It’s RRSP season, so let’s all start worrying about whether we’re saving enough money for retirement.
To get us properly amped, we have a couple of polls issued Wednesday to document the supposed problem of inadequate retirement savings. The TD Waterhouse arm of Toronto-Dominion Bank found that two-thirds of baby boomers are worried that they won’t have enough money in retirement. A survey from the Canadian Institute of Chartered Accountants found that among people aged 55 or older, 40 per cent believe they haven’t saved enough in their registered retirement savings plans.
Just one question here: What, exactly, does “enough” mean? We really ought to clarify this before we set off on yet another instalment of the Canadians Aren’t Saving Enough For Retirement drama.
This column has been around for more than 10 years and never once during that period were people said to be saving enough for retirement. If anything, retirement savings anxiety is worse than ever today. Blame the financial crisis, which at its worst seemed to be annihilating the savings of retirees.
The markets have come a long way back, but people are still rattled. That’s why you see the federal Finance Minister and his provincial counterparts working to strengthen our pension system. The underlying assumption here is that people aren’t saving enough and thus require special measures to ensure they don’t retire poor.
This brings us back to the question of how much is enough. In the financial industry, they say you have sufficient retirement savings if you can replace a set percentage of the annual income you made while you were working. Typically, it’s somewhere between 50 and 70 to 80 per cent, with the high-end estimates coming from people who sell investment products and live off the fees and commissions.
Sellers of investments also like to tell us that we’ve got enough for retirement when we can afford a lifestyle that features villas, beaches, palm trees and ski chalets. Some other sure-fire ways to tell if you have enough retirement savings: You have family wealth, a maxed-out RRSP or a gold-plated pension.
And then there’s the majority of people who have none of these things. Think of them as heading toward a retirement lifestyle that’s in keeping with whatever amount of money they have at hand.
Recognize that way of living? It’s what we all do during our working years. If we can’t afford a villa in Tuscany for our vacation, maybe we find a last-minute deal for Cuba. If we can’t afford a new car, maybe we buy used or keep the old car running.
There’s an idealized view of retirement that says you have to live better than you did in your working years.
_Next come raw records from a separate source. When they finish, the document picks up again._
PR #41, opened 2018-10-08
Reproducible build system

paulfantom:
- Port Makefile implementation from machine-api-operator
- remove additional Makefile and move it's core functions to main one
- Remove installation of libvirt devel libraries from Dockerfile as they are shipped with builder image.

Unit tests will fail as they try to run containerized versions. This will be fixed in openshift/release repo.


paulfantom:
@enxebre fixed. Also added entry to .gitignore to prevent this from happening in the future.

Makefile
```diff
@@ -12,10 +12,23 @@
 # See the License for the specific language governing permissions and
 # limitations under the License.
 
+#REGISTRY    ?= quay.io/openshift/
```
frobware: If we don't need this, then let's drop it.

enxebre:
is there a counterpart PR on release repo for the unit tests?

paulfantom:
Yes, it is here: https://github.com/openshift/release/pull/1840

paulfantom:
@enxebre @frobware openshift/release#1840 needs to be merged before this PR can be auto-merged.

PR #43, opened 2018-10-08
Use faster packet instance

paulfantom:
use `c1.small.x86` (named `baremetal_1`) instead of `t1.small.x86` (`baremetal_0`)

/assign @ingvagabund


ingvagabund:
/hold
let's wait until I test how much time it takes to provision entire cluster API stack with the current setting

PR #52, opened 2018-10-10
minor cleanup

paulfantom:
- dump packet instance ip to a file
- decouple provisioning in makefile
- remove boilerplate.go.txt file

This should allow to run e2e test suite and also allow to do only a provisioning by executing `make e2e-provision`


Makefile
```diff
@@ -66,11 +66,15 @@ integration: deps-cgo ## Run integration test
...
 .PHONY: e2e
-e2e: ## Run end-to-end test
-	hack/packet-provision.sh install
-	#TODO run tests
+e2e: e2e-provision ## Run end-to-end test
+	# TODO @ingvagabund @spangenberg add e2e test command here
 	hack/packet-provision.sh destroy
 
+.PHONY: e2e-provision
+e2e-provision: /tmp/packet_ip
```
frobware: Why can't this be just: 

    e2e-provision:
            hack/packet-provision.sh install

It's not clear what the intermediate target `/tmp/packet_ip` is for.

hack/packet-provision.sh
```diff
@@ -39,7 +39,7 @@ case ${1} in
     ;;
   "destroy")
     terraform destroy -input=false -auto-approve
-    rm /tmp/packet_id_rsa* 2>/dev/null || :
+    rm /tmp/packet_id_rsa* /tmp/packet_ip 2>/dev/null || :
```
frobware: Use `rm -f`, then you don't need the `|| :`.

hack/packet-provision.sh
```diff
@@ -39,7 +39,7 @@ case ${1} in
     ;;
   "destroy")
     terraform destroy -input=false -auto-approve
-    rm /tmp/packet_id_rsa* /tmp/packet_ip 2>/dev/null || :
+    rm -f /tmp/packet_id_rsa* /tmp/packet_ip 2>/dev/null
```
frobware: Why do we need to hide errors? (i.e., the `2>/dev/null`.

paulfantom: No reason.

paulfantom:
I wonder if this will work :smiling_imp: :

/approve

PR #53, opened 2018-10-10
add @bison as a repo owner

paulfantom:
SSIA


bison:
/lgtm

Does my vote count yet...?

There’s nothing wrong with that, but what’s so bad about living the same, or close to it?
The building blocks of retirement savings are two government programs – the Canada Pension Plan and Old Age Security (there’s also the Guaranteed Income Supplement for low-income seniors) – company pension plans if available and your own savings through RRSPs or tax-free savings accounts.
CPP and OAS together will be enough for people with lower incomes during their working years. Those with middle and higher incomes will need more to have enough. What if they don’t have a pension or significant RRSP savings? The ultimate recourse is to keep working longer.
Judging by a recent exchange on my Facebook page ( http://on.fb.me/fvdy3V), lots of people want to quit work as quickly as they can. But a little consulting or part-time work makes good sense from a financial as well as lifestyle point of view if we’re going to be spending decades in retirement.
What’s so far missing from this discussion about having enough money for retirement is the kind of analysis a financial adviser can provide. An adviser can tell you how much you’ll have in retirement based on your current savings, how much income that will generate and how long it might last. If you don’t like what you hear, an adviser can help you sharpen your savings approach.
The problem with advisers is that some of them are much more about selling investments than they are about providing financial planning. You may not get planning at all, or the plan may amount to nothing more than a list of mutual funds you’re supposed to buy.
Creating a more professional, advice-first culture for advisers would be an excellent step toward helping people save enough for retirement. A happy result would be an end to those retirement polls about worried Canadians.
Two surveys released Wednesday show a high level of concern among Canadians close to retirement about whether they have saved enough. Here are some highlights:
From a TD Waterhouse-sponsored poll of 1,000 people between the ages of 45 and 75:
67 per cent were worried they haven't saved enough money for retirement
15 per cent felt very well prepared for retirement
39 per cent planned to keep working to help fund their retirement
From a poll sponsored by the Canadian Institute of Chartered Accountants involving 1,011 people aged 18 and up:
40 per cent of people aged 55 or older say they have not saved enough for retirement
32 per cent of those retiring in the next five years think they haven't saved enough.